(Goal of the exercise): Reproduce the entries below exactly, but only from the line containing "gets ECONNREFUSED at" to the line containing "NODATA — NOERROR with", inclusive.

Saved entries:
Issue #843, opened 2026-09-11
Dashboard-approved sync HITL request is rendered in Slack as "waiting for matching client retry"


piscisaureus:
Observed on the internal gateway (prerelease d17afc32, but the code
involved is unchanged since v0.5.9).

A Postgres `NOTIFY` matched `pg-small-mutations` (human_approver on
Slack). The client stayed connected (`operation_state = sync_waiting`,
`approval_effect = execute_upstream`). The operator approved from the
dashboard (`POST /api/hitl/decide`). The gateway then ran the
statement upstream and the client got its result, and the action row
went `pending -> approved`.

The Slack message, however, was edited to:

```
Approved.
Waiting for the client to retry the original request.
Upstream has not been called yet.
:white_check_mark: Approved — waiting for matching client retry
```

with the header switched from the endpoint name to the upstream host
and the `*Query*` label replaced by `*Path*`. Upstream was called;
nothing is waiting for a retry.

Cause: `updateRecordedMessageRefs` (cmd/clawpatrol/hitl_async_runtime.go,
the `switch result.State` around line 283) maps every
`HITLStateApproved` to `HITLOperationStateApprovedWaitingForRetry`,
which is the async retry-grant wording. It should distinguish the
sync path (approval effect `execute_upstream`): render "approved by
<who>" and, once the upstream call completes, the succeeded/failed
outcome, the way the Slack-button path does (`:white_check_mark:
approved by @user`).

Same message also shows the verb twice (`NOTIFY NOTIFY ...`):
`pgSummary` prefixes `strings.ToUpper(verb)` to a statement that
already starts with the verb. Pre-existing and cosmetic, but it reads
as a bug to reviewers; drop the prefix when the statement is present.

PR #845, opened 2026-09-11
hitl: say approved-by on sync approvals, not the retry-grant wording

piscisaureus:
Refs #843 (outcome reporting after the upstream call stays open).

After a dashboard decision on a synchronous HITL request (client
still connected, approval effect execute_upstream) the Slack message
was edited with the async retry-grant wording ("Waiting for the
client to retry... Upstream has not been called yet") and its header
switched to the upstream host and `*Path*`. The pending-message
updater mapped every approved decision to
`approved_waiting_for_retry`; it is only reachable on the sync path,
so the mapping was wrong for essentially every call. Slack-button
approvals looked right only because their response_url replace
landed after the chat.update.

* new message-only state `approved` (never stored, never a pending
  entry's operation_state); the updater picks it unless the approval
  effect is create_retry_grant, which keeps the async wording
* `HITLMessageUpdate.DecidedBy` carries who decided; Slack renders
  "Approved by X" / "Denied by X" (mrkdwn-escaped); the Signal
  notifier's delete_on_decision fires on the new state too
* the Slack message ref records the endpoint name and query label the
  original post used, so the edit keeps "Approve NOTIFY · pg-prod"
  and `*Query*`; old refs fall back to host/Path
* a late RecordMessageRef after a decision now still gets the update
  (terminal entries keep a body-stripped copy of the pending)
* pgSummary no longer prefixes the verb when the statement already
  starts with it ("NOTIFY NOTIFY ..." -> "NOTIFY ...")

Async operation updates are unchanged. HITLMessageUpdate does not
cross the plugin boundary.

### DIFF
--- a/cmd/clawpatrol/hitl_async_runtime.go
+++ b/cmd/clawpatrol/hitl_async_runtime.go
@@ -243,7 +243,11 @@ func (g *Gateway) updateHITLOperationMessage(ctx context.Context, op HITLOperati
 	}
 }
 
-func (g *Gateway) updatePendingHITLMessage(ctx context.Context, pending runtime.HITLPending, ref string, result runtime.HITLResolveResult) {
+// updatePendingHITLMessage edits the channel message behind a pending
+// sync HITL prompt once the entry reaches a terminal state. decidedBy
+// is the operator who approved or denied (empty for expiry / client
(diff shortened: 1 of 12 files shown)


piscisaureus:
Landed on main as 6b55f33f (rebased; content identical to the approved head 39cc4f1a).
---
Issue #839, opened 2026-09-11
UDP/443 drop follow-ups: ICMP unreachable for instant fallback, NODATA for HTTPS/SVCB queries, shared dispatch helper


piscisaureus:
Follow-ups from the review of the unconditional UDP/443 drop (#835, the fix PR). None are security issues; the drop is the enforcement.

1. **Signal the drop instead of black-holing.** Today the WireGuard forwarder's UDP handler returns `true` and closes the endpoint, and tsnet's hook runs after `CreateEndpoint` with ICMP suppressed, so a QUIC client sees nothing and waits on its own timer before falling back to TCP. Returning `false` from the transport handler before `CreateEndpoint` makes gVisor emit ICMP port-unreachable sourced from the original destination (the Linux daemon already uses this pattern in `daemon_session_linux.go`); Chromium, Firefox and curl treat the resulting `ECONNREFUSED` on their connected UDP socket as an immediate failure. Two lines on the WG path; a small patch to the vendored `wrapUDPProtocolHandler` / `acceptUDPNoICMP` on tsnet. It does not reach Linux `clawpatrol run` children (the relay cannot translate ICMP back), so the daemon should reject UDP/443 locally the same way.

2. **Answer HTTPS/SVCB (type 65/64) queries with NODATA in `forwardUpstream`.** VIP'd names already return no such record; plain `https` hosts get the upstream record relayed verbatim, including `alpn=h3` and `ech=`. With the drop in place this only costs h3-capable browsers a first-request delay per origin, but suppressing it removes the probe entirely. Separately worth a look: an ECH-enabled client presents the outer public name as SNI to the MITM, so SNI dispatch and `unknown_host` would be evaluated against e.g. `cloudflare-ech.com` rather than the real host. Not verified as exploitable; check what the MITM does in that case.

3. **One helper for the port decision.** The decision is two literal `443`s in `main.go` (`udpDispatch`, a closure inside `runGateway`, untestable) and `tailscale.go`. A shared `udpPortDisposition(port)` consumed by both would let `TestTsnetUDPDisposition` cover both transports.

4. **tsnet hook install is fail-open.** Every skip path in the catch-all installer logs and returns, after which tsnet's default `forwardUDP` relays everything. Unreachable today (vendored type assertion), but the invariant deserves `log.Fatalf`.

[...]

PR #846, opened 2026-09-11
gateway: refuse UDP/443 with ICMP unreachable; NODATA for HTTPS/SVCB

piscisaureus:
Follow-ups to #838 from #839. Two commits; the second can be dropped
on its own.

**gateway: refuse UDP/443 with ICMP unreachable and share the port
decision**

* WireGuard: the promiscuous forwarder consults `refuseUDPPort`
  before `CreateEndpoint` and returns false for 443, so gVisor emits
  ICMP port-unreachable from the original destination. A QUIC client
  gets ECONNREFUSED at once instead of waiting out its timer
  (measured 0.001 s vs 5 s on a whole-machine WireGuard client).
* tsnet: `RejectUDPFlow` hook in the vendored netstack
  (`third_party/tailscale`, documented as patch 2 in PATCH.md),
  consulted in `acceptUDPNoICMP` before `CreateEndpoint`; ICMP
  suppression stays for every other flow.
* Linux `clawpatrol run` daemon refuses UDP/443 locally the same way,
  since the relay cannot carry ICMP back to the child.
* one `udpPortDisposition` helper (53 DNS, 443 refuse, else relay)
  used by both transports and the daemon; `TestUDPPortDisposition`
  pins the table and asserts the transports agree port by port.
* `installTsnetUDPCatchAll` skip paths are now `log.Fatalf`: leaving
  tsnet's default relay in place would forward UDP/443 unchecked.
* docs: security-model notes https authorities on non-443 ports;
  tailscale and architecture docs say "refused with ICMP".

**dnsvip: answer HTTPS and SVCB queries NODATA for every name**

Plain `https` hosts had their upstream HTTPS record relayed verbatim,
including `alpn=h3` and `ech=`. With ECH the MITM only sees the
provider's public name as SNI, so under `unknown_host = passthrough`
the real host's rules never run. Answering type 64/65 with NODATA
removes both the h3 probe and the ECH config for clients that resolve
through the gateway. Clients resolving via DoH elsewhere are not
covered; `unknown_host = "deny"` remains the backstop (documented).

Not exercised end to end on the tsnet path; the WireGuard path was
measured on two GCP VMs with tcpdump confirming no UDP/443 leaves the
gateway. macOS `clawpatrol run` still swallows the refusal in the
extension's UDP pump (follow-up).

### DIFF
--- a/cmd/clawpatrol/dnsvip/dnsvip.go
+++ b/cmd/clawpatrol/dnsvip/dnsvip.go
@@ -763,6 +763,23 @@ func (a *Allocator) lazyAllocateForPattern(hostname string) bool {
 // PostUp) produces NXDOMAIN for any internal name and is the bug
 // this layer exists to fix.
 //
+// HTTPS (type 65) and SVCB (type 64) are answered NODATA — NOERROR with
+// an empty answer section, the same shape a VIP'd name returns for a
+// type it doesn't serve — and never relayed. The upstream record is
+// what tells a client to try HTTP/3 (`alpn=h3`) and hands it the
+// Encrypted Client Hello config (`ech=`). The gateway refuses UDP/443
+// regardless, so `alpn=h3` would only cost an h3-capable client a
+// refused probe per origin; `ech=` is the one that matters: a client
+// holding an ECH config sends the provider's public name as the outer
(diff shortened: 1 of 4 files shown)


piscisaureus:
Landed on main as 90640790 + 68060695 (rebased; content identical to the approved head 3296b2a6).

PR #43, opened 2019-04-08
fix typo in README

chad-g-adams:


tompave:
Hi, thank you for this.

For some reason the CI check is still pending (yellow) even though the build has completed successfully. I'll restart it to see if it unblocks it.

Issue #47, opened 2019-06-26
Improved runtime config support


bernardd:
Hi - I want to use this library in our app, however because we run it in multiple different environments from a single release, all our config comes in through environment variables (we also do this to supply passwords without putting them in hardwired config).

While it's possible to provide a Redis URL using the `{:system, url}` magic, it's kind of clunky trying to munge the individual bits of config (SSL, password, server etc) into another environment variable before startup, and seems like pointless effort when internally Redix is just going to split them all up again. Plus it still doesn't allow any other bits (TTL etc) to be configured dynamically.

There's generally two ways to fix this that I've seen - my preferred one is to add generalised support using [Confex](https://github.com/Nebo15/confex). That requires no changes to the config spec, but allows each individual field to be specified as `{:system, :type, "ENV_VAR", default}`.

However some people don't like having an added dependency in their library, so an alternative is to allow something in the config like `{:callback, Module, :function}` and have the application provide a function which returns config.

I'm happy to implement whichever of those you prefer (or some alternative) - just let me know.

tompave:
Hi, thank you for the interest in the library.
==
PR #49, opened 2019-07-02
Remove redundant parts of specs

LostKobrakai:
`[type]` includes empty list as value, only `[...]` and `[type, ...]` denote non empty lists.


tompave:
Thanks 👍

(Exercise output):
  gets ECONNREFUSED at once instead of waiting out its timer
  (measured 0.001 s vs 5 s on a whole-machine WireGuard client).
* tsnet: `RejectUDPFlow` hook in the vendored netstack
  (`third_party/tailscale`, documented as patch 2 in PATCH.md),
  consulted in `acceptUDPNoICMP` before `CreateEndpoint`; ICMP
  suppression stays for every other flow.
* Linux `clawpatrol run` daemon refuses UDP/443 locally the same way,
  since the relay cannot carry ICMP back to the child.
* one `udpPortDisposition` helper (53 DNS, 443 refuse, else relay)
  used by both transports and the daemon; `TestUDPPortDisposition`
  pins the table and asserts the transports agree port by port.
* `installTsnetUDPCatchAll` skip paths are now `log.Fatalf`: leaving
  tsnet's default relay in place would forward UDP/443 unchecked.
* docs: security-model notes https authorities on non-443 ports;
  tailscale and architecture docs say "refused with ICMP".

**dnsvip: answer HTTPS and SVCB queries NODATA for every name**

Plain `https` hosts had their upstream HTTPS record relayed verbatim,
including `alpn=h3` and `ech=`. With ECH the MITM only sees the
provider's public name as SNI, so under `unknown_host = passthrough`
the real host's rules never run. Answering type 64/65 with NODATA
removes both the h3 probe and the ECH config for clients that resolve
through the gateway. Clients resolving via DoH elsewhere are not
covered; `unknown_host = "deny"` remains the backstop (documented).

Not exercised end to end on the tsnet path; the WireGuard path was
measured on two GCP VMs with tcpdump confirming no UDP/443 leaves the
gateway. macOS `clawpatrol run` still swallows the refusal in the
extension's UDP pump (follow-up).

### DIFF
--- a/cmd/clawpatrol/dnsvip/dnsvip.go
+++ b/cmd/clawpatrol/dnsvip/dnsvip.go
@@ -763,6 +763,23 @@ func (a *Allocator) lazyAllocateForPattern(hostname string) bool {
 // PostUp) produces NXDOMAIN for any internal name and is the bug
 // this layer exists to fix.
 //
+// HTTPS (type 65) and SVCB (type 64) are answered NODATA — NOERROR with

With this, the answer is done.